Part D: Research Frontier Questions (⭐⭐⭐⭐)

These open-ended questions have no single correct answer and are designed to develop research thinking.

D.1: Your Quantum Roadmap

Choose a specific application of quantum technology (e.g., nitrogen fixation catalyst design using quantum simulation, entanglement-enhanced gravitational wave detection, quantum-secure financial networks). Write a 1–2 page "technology roadmap" that identifies: - The current state of the art. - The key bottlenecks (scientific, engineering, economic). - The milestones that must be achieved. - A realistic timeline with clearly stated assumptions. - The competing classical approaches and why quantum is (or is not) expected to win.

D.2: Literature Deep Dive

Find and read one of the following papers (available on arXiv): - Preskill, "Quantum Computing in the NISQ Era and Beyond" (arXiv:1801.00862) - Degen, Reinhard, and Cappellaro, "Quantum Sensing" (arXiv:1611.02427) - Wehner, Elkouss, and Hanson, "Quantum internet: A vision for the road ahead" (arXiv:1808.03607) - Georgescu, Ashhab, and Nori, "Quantum Simulation" (arXiv:1308.6253)

Write a 2-page critical summary following the paper-reading protocol in Section 30.7. Include: (1) the main question addressed, (2) the key results, (3) the strengths of the paper, (4) the weaknesses or limitations, and (5) one follow-up question or research direction the paper suggests.

D.3: Debate Preparation

Prepare for a structured debate on one of the following propositions: - "Quantum computing will never achieve commercially relevant advantage over classical computing." - "The many-worlds interpretation of quantum mechanics should be adopted as the consensus interpretation." - "Investment in quantum gravity research is a better long-term bet than investment in quantum computing."

For your assigned side (your instructor will assign pro or con), prepare a 5-minute opening statement and anticipate the three strongest counterarguments from the other side. Ground your arguments in the physics discussed in this chapter and the prerequisite chapters (24–29).

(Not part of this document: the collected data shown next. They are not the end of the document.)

PR #5716, opened 2022-08-16
`PLATFORM_TREATS`

oliverlloyd:
## What does this change?
This PR adds the `PLATFORM_TREATS` pattern which offers the ability to control treats from within the DCR platform.

To add a new treat you only need to edit the value of `PLATFORM_TREATS` in the [enhanceTreats.ts](https://github.com/guardian/dotcom-rendering/compare/oliver/platform-treats?expand=1#diff-e5ce3bd6173d3c49874329ef2365cee9f0305f48a9123489569cc746f284163e) file. Treats will be inserted in every container that has the same `displayName` value, you can optionally also filter further using `editionId` and `pageId`

If more than one link is passed in the `links` array then this will be shown underneath and the background colour will alternate between black and piller 300.

### What about that little Don't Miss arrow thing?
This arrow is an additional image which was positioned alongside the main one using the thrasher code. I'm removing this here for now as I don't think the complexity of supporting two images and deciding when to show the arrow image or not is justified. Perhaps we can put the arrow into the main image?

### What about image width, will it always be 130 pixels?
This width seems to work for the use cases I can see at the moment but if we need more flexibility in the future we could add `imageWidth` and `imageHeight` to `TreatType` and allow this to be specified

## Why?
This PR replaces #5704. Rather than trying to support the existing treats by adding brittle contracts this PR creates a platform based solution that does not have any external dependencies.

### Alternatives
Another solution would be to configure these treats using the fronts tool. This is preferable because it gives the greatest control and flexibility and avoids having to use `displayName` to target containers and avoids the need to merge PRs to make changes. The work in this PR should be seen a step towards this; in the event the tools were to offer this ability then so long as we keep the same model then no (or very few) changes would be needed in DCR

| Before      | After      |
|-------------|------------|
| Screenshot 2022-08-16 at 10 09 20 | Screenshot 2022-08-17 at 17 01 53 |

### DIFF
--- a/dotcom-rendering/src/model/enhanceCollections.ts
+++ b/dotcom-rendering/src/model/enhanceCollections.ts
@@ -4,10 +4,19 @@ import { enhanceCards } from './enhanceCards';
 import { enhanceTreats } from './enhanceTreats';
 import { groupCards } from './groupCards';
 
+const supportedContainers = (collection: FECollectionType) => {
+	switch (collection.displayName) {
+		case 'Palette styles new do not delete':
+			return false;
+		default:
+			return true;
+	}
+};
+
 export const enhanceCollections = (
 	collections: FECollectionType[],
 ): DCRCollectionType[] => {
-	return collections.map((collection) => {
+	return collections.filter(supportedContainers).map((collection) => {
 		const { id, displayName, collectionType } = collection;
 		const containerPalette = decideContainerPalette(
 			collection.config.metadata?.map((meta) => meta.type),
--- a/dotcom-rendering/src/model/enhanceCollections.ts
+++ b/dotcom-rendering/src/model/enhanceCollections.ts
@@ -4,23 +4,20 @@ import { enhanceCards } from './enhanceCards';
 import { enhanceTreats } from './enhanceTreats';
 import { groupCards } from './groupCards';
 
-const supportedContainers = (collection: FECollectionType) => {
-	switch (collection.displayName) {
-		case 'Palette styles new do not delete':
-		case 'culture-treat':
-		case 'newsletter treat':
-			return false;
-		default:
-			return true;
-	}
-};
+const FORBIDDEN_CONTAINERS = [
+	'Palette styles new do not delete',
+	'culture-treat',
+	'newsletter treat',
+];
+const isSupported = (collection: FECollectionType): boolean =>
+	!FORBIDDEN_CONTAINERS.includes(collection.displayName);
 
 export const enhanceCollections = (
 	collections: FECollectionType[],
 	editionId: EditionId,
 	pageId: string,
 ): DCRCollectionType[] => {
-	return collections.filter(supportedContainers).map((collection) => {
+	return collections.filter(isSupported).map((collection) => {
 		const { id, displayName, collectionType } = collection;
 		const containerPalette = decideContainerPalette(
 			collection.config.metadata?.map((meta) => meta.type),
--- a/dotcom-rendering/src/model/enhanceCollections.ts
+++ b/dotcom-rendering/src/model/enhanceCollections.ts
@@ -18,6 +18,7 @@ const supportedContainers = (collection: FECollectionType) => {
 export const enhanceCollections = (
 	collections: FECollectionType[],
 	editionId: EditionId,
+	pageId: string,
 ): DCRCollectionType[] => {
 	return collections.filter(supportedContainers).map((collection) => {
 		const { id, displayName, collectionType } = collection;
@@ -37,7 +38,12 @@ export const enhanceCollections = (
 			),
 			curated: enhanceCards(collection.curated, containerPalette),
 			backfill: enhanceCards(collection.backfill, containerPalette),
-			treats: enhanceTreats(collection.treats, editionId, displayName),
+			treats: enhanceTreats(
+				collection.treats,
+				displayName,
+				editionId,
+				pageId,
+			),
 			config: {
 				showDateHeader: collection.config.showDateHeader,
 			},
--- a/dotcom-rendering/src/model/enhanceCollections.ts
+++ b/dotcom-rendering/src/model/enhanceCollections.ts
@@ -7,6 +7,8 @@ import { groupCards } from './groupCards';
 const supportedContainers = (collection: FECollectionType) => {
 	switch (collection.displayName) {
 		case 'Palette styles new do not delete':
+		case 'culture-treat':
+		case 'newsletter treat':
 			return false;
 		default:
 			return true;
@@ -15,6 +17,7 @@ const supportedContainers = (collection: FECollectionType) => {
 
 export const enhanceCollections = (
 	collections: FECollectionType[],
+	editionId: EditionId,
 ): DCRCollectionType[] => {
 	return collections.filter(supportedContainers).map((collection) => {
 		const { id, displayName, collectionType } = collection;
@@ -34,7 +37,7 @@ export const enhanceCollections = (
 			),
 			curated: enhanceCards(collection.curated, containerPalette),
 			backfill: enhanceCards(collection.backfill, containerPalette),
-			treats: enhanceTreats(collection.treats),
+			treats: enhanceTreats(collection.treats, editionId, displayName),
 			config: {
 				showDateHeader: collection.config.showDateHeader,
 			},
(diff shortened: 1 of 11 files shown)


dotcom-rendering/src/model/enhanceTreats.ts
```diff
@@ -1,7 +1,64 @@
...
+
+const getPlatformTreats = (
+	editionId: EditionId,
+	displayName: string,
+): TreatType[] => {
+	return PLATFORM_TREATS.filter((treat) => {
+		// We decide if a treat should be shown for a container based on
+		// if the editionId matches and if the displayName text is the same.
+		return (
+			treat.displayName === displayName && treat.editionId === editionId
```
AshCorr, line 45: I'm not entirely sure this check will work as intended, I think with how its setup at the moment it would add the Culture treat to the first container of this [page](https://www.theguardian.com/uk/culture) which doesn't currently have a Culture treat in Frontend.

Could we use something like the PageId or the webUrl instead of editionId?

oliverlloyd: > I think with how its setup at the moment it would add the Culture treat to the first container of this [page](https://www.theguardian.com/uk/culture) which doesn't currently have a Culture treat in Frontend

This is a good point. I didn't think about this.

But maybe this is a good thing? That container is very similar to the Culture one on the main front and having treats show in all places where 'Culture' shows is arguably correct.

AshCorr: > But maybe this is a good thing? That container is very similar to the Culture one on the main front and having treats show in all places where 'Culture' shows is arguably correct.

Quite possibly! I suppose thats a question for editorial though!

dotcom-rendering/src/web/layouts/FrontLayout.tsx
```diff
@@ -143,26 +143,15 @@ export const FrontLayout = ({ front, NAV }: Props) => {
...
-						'Palette styles new do not delete'
-					) {
-						return null;
-					}
-
 					const ophanName = ophanComponentId(collection.displayName);
-					const ophanComponentLink = `container-${
-						index + 1
-					} | ${ophanName}`;
+					const ophanComponentLink = `container-${index} | ${ophanName}`;
```
AshCorr, line 154: Good catch!

AshCorr (approved):

dotcom-rendering/src/model/enhanceTreats.ts
OllysCoding: I'd definitely lean toward pageId/webUrl for the time being - otherwise the way these are controlled may end up being quite flakey

oliverlloyd: So replace editionId = "UK" with pageId = "https://www.theguardian.com/uk"?

This would tighten the targeting

OllysCoding: Does that work across environments, I wondered if there was a relative `/uk` string as part of the data somewhere?

oliverlloyd: After chatting with Harry, I'm proposing a more advanced solution: You can now choose to match on `containerName`, `editionId` OR `pageId`. This allows the culture treat to be shown for all Culture containers, if this is desired, or it can be targeted to one specific page

dotcom-rendering/src/model/enhanceCollections.ts
```diff
@@ -4,10 +4,23 @@ import { enhanceCards } from './enhanceCards';
...
+const supportedContainers = (collection: FECollectionType) => {
+	switch (collection.displayName) {
+		case 'Palette styles new do not delete':
+		case 'culture-treat':
+		case 'newsletter treat':
+			return false;
+		default:
+			return true;
+	}
+};
```
OllysCoding, line 16: Maybe tidier? 
```ts
const FORBIDDEN_CONTAINERS = ['Palette styles new do not delete',  'culture-treat', 'newsletter treat'];
const isSupportedContainer = (collection: FECollectionType): boolean => !FORBIDDEN_CONTAINERS.includes(collection.displayName)

```

oliverlloyd: This is much better - done 👍

dotcom-rendering/src/model/enhanceTreats.ts
```diff
@@ -1,7 +1,99 @@
...
+	});
+};
+
+export const enhanceTreats = (
+	treats: FEFrontCard[],
+	displayName: string,
+	editionId: EditionId,
+	pageId: string,
+): TreatType[] => {
+	const classicTreats = treats.map((treat) => ({
```
OllysCoding, line 78: `existingTreats`?

dotcom-rendering/src/model/enhanceTreats.ts
```diff
@@ -1,7 +1,99 @@
...
+		/**
+		 * We decide if a treat should be shown for a container based on the container
+		 * name, the edition and the page id.
+		 *
+		 * Matching on edition or page id is optional. If either of these are not
+		 * provided then we return true for that check
+		 */
+		const matchesContainer = treat.containerTitle === displayName;
+		const matchesEdition =
+			!treat.editionId || treat.editionId === editionId;
```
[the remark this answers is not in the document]
oliverlloyd: > As I understand this `editionId` check, a treat targeted to edition `US` & container `Spotlight` - then _all_ pages with 'Spotlight' will have this treat when the users edition is `US`.
> 

Yes. This is true. If you want to target the treat to _one specific page_ then you can also pass `pageId: '/us'` and that will ensure the treat only appears in this one place

dotcom-rendering/src/web/components/Treats.tsx
```diff
@@ -19,29 +111,61 @@ export const Treats = ({
...
+								/>
+							))}
+						</>
+					);
+				}
+
+				if (
+					treat.imageUrl &&
+					treat.altText &&
+					(treat.theme || treat.theme === 0) // ArticlePillar.News is zero
```
OllysCoding, line 142: `treat.theme !== undefined`?

dotcom-rendering/src/model/enhanceTreats.ts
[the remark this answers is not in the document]
OllysCoding: Thinking about this - the most likely people to encounter this issue or be confused by it is us (developers), CP & digital eds?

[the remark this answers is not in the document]
OllysCoding: Just to confirm, my main concern is that the we're not filtering by the edition of the page, but instead the edition of the user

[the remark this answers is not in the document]
oliverlloyd: > Just to confirm, my main concern is that the we're not filtering by the edition of the page, but instead the edition of the user

Ah, I see. I guess this same situation is true for all places where we switch by edition. If I *really* want to see content from another edition I can get to it, but any code decisions are done using `editionId`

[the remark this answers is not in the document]
OllysCoding: Could we add a comment to this effect on the platform treat definition? Just confirm it's targeting the edition of the user specifically - We should definitely be cautious of when this is used!

OllysCoding (approved):
+1 This is a nice solution :)

dotcom-rendering/src/model/enhanceTreats.ts
```diff
@@ -1,7 +1,95 @@
...
+		 *
+		 * If editionId is given without pageId it will match against all readers who
+		 * have that edition cookie, regardless of which page they are viewing
+		 */
+		const matchesContainer = treat.containerTitle === displayName;
+		const matchesEdition =
+			!treat.editionId || treat.editionId === editionId;
+		const matchesPage = !treat.pageId || treat.pageId === pageId;
+
+		return matchesContainer && matchesEdition && matchesPage;
```
mxdvl, line 71: Have you considered early returns? I find it to help break down logical statements.

```ts
if(treat.containerTitle !== displayName) return false;
// treat.editionId is optional
if(treat.editionId && treat.editionId !== editionId) return false;
// treat.pageId is optional
if(treat.pageId && treat.pageId !== pageId) return false;

return true;

```

PR #5717, opened 2022-08-16
Remove legacy key events container from live layout

abeddow91:
## What does this change?
Removes the key events container as the key events carousel is now production ready.  It also removes the switch to show the key events toggle in its old position on mobile and refactors the live blog renderer to remove unnecessary prop drilling and use the switches property instead.
## Why?
When we were testing the key events carousel in production, we kept the previous key events container in the live layout behind the key events carousel switch. This is no longer needed as the carousel is production ready.


oliverlloyd (approved):
This is great, thanks for keeping things tidy 🧹

PR #5527, opened 2022-07-27
Move overflow hidden to interscroller specific class

Jakeii:
## What does this change?
moves the `overflow: hidden` to a more specific classname.

## Why?

The fix for interscrollers stealing mouse events around them was too broad https://github.com/guardian/dotcom-rendering/pull/5422, tweak the interscroller creative template to add an interscroller specific class name to the slot.

PR #5719, opened 2022-08-16
Fix viewability tracking on interscroller native ads

Jakeii:
## What does this change?
Adds css to position the iframe absolutely within the slot.
`z-index: -1;` makes sure the ad is still clickable as the link is not in the iframe.

## Why?
Interscrollers do not display their content inside the iframe, elements are added outside the iframe but within the slot to show the actual ad.

The ad iframe is pushed down after actual interscroller ad content, which means that previously the viewability tracker would fire very late, and after recent changes in #5422 & #5527 would not fire at all.

Positioning the iframe absolutely behind the ad content fixes the viewability tracking.

This can be tested by watching for network requests to: `https://pagead2.googlesyndication.com/pcs/activeview...`

## Screenshots

| Before      | After      |
|-------------|------------|
| ![before][] | ![after][] |
| <video src="https://user-images.githubusercontent.com/1731150/184867991-a8115a08-b6c7-4930-8177-116345399274.mov" autoplay /> | <video src="https://user-images.githubusercontent.com/1731150/184868071-adc0b268-13d4-4932-96a4-a7f2f92dff7c.mov" autoplay /> |

[before]:  https://user-images.githubusercontent.com/1731150/184863058-ef64d464-fe1d-4a2a-8fc6-7197d38cabf0.png
[after]: https://user-images.githubusercontent.com/1731150/184863104-2f4af384-1da7-4437-b0d9-1cbee5331c4a.png

### DIFF
--- a/dotcom-rendering/src/web/components/ArticleContainer.tsx
+++ b/dotcom-rendering/src/web/components/ArticleContainer.tsx
@@ -95,6 +95,19 @@ const adStyles = css`
 		.ad-slot--interscroller {
 			/* this fixes inter-scrollers stealing mouse events */
 			overflow: hidden;
+			position: relative;
+
+			/* position the iframe absolutely (relative to the slot) so that it is in the correct position to detect viewability */
+			.ad-slot__content {
+				position: absolute;
+				height: 100%;
+				left: 0;
+				top: 0;
+				right: 0;
+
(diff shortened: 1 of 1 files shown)


ashishpuliyel (approved):
Neat! Looks good.

PR #5728, opened 2022-08-16
AR analysis design tweaks

marjisound:
## What does this change?
This PR makes AR headline bold in Standard Analysis articles. 
It also changes the background colour for the Analysis articles. 

This is part of work for the Editorial Design team detailed here: https://docs.google.com/document/d/1MqSldxfgR86kOJaXTFNaBs5LzPzSa7jC4D4YwqqMFwg/edit# 

Note:
Background colour is always news[800] for light mode no matter which pillar. and is always the 1A1A1A for dark mode which is neutral[10]

TODO: 
The background colour of the tag items at the bottom of article also needs to change. 
## Why?
This is part of the changes requested by the Editorial Design team. 
## Screenshots

| Before      | After      |
|-------------|------------|
| image | image |

### DIFF
--- a/apps-rendering/src/components/Headline/Headline.defaults.tsx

D.4: Quantum Ethics Framework

As quantum technologies mature, they raise novel ethical questions (dual-use concerns with quantum computing, surveillance implications of quantum sensing, access inequality in quantum education and workforce). Drawing on Section 30.8 and your own research, draft a one-page "Quantum Technology Ethics Framework" suitable for adoption by a quantum technology company. It should address: (1) responsible disclosure of capabilities and limitations, (2) dual-use risk assessment, (3) equitable access, and (4) environmental impact (cooling requirements, energy consumption).